Nie określiłabym nauczyciela wskazówką... Pedagog może się przyczynić do tego, że dany przedmiot polubisz (bądź nie). Twoje zainteresowanie daną tematyką wzrośnie i zechcesz ją pogłębiać. Jednakże
rzadko się zdarza, żeby wykładowca (przynajmniej do czasów studiów) nauczył Cię samodzielnego myślenia, gdyż tę cechę najczęściej kształtuje się samodzielnie. Prawda jest taka, że w większości, nauczyciele w szkołach średnich (i wcześniej) narzucają własną interpretację, kierując się określonym programem, samym uczniom pozostawiając niewielką swobodę "myślenia". Chociaż nie przeczę - pedagodzy "z prawdziwego zdarzenia" też bywają, szkoda tylko że są to pojedyncze przypadki.

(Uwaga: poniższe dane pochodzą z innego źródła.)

PR #1614, opened 2021-06-14
update autoconf

stevengj:
Update some of the `.m4` files from ancient versions, run `autoupdate` to update the `configure.ac` file for more recent autoconf versions, and remove some other ancient cruft.


stevengj:
Python failures seem to be the same as those on master, so not a regression.

PR #1615, opened 2021-06-14
minor cleanups in meepgeom.hpp

stevengj:
rm a superfluous dependency on `meep.hpp`, and turn a few `#defines` into `consts` so that they are namespaced.


stevengj:
python error is unrelated.

PR #1580, opened 2021-05-28
WIP: Connectivity Constraint for Adjoint Solver

mochen4:
Adding support for 2D connectivity constraint

PR #1624, opened 2021-06-21
WIP: Connectivity Constraint for Adjoint Solver

mochen4:
Connectivity constraint with 3D support. Replaces https://github.com/NanoComp/meep/pull/1580


stevengj:
(In general you can do a forced-push to replace a branch in an existing PR, rather than opening a new PR.  `git push origin +connectivity` where the `+` does a forced push.)

mochen4:
I don't know why test_source.py has segfault and fails with python3.6 and MPI=false. The connectivity feature is basically independent and shouldn't affect anything.

The weird thing is if I comment out this line:
https://github.com/NanoComp/meep/blob/815f7adbe03ed652126b1222cfc2cdc24ff54144/python/adjoint/connectivity.py#L9
then the three adjoint tests will fail as expected because I passed in the default argument for sp_solver here:
https://github.com/NanoComp/meep/blob/815f7adbe03ed652126b1222cfc2cdc24ff54144/python/adjoint/connectivity.py#L14 but test_source.py will pass in this case. If I don't pass the default argument, the adjoint tests will pass but the source test will fail again.

PR #2072, opened 2022-05-13

oskooi:
Adds a tutorial and unit test based on the discussion in #2069, particularly this [comment](https://github.com/NanoComp/meep/pull/2069#issuecomment-1124459981).


python/tests/test_diffracted_planewave.py
```diff
@@ -121,17 +138,100 @@ def _pw_amp(x):
...
+                                    eig_band=mp.DiffractedPlanewave((0,0,0),
+                                                                    mp.Vector3(0,1,0),
+                                                                    1,
+                                                                    0))]
+    else:
+      sources = [mp.EigenModeSource(mp.GaussianSource(self.fcen,fwidth=self.df),
+                                    center=self.src_pt,
+                                    size=mp.Vector3(0,self.sy,0),
+                                    direction=mp.NO_DIRECTION,
+                                    eig_kpoint=k,
```
stevengj, line 190: This line seems unnecessary — since the source spans the whole width of the cell, it should automatically set the corresponding k component of the eigenmode source, whereas the orthogonal k component will be found by the mode solver.

oskooi: Actually, it turns out that `eig_kpoint=k` *is* necessary because of the line before it: `direction=mp.NO_DIRECTION`. Removing `eig_kpoint` but keeping `direction=mp.NO_DIRECTION` produces this error:
```
meep: invalid direction in add_eigenmode_source
```
This is because setting `direction=mp.NO_DIRECTION` also requires specifying an `eig_kpoint`.

Removing both `eig_kpoint` and `direction=mp.NO_DIRECTION` causes the test to fail because the default `direction=mp.AUTOMATIC` assumes that the `k_point` is always *perpendicular* to the line monitor which it is not. This leads to a wrong mode to be used for the mode decomposition which causes the test to fail:
```
FAIL: test_mode_source (__main__.TestDiffractedPlanewave)
  File "/meep/python/tests/test_diffracted_planewave.py", line 231, in test_mode_source
    self.assertAlmostEqual(tran_bandnum,
AssertionError: 380.9518159531796 != 325.7552498084876 within 4 places (55.19656614469204 difference)
```
The existing setup is therefore correct.

stevengj: > because the default `direction=mp.AUTOMATIC` assumes that the `k_point` is always perpendicular to the line monitor which it is not.

I don't follow — if the monitor region spans the whole width of the cell, for Bloch-periodic boundaries it sets the parallel components of `k` to those of the boundary conditions, and then solves for the perpendicular component, no?

oskooi: I think the issue is related to these lines in `add_source`:

https://github.com/NanoComp/meep/blob/91d36ba73d1ae0eb135d18c783840cff9fcd71ef/python/simulation.py#L2464-L2468

That is, when creating an `EigenModeSource` with the default `direction` of `mp.AUTOMATIC` (which has a value of -1), the `direction` is assigned to the normal direction of the monitor and thus `eig_kpoint` is ignored.

oskooi: The observed behavior is a feature and not a bug. See [#2107 (comment)](https://github.com/NanoComp/meep/pull/2107#discussion_r963118923).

To, zdaje się częściowo już wcześniej jasno określiłam... Nie przeczę, że Mrożek zaliczany jest do absurdystów. Twierdzę jedynie, że mi do omawianego nurtu, nie do końca pasuje, jest zbyt prosty i realny jeżeli chodzi o przekaz. Przynajmniej w zestawieniu z innymi autorami.
"Wesele w atomicach" jest groteską. Fakt, że każda groteska zawiera elementy absurdu, nie czyni z niej utworu/sztuki pasującego do Teatru absurdu.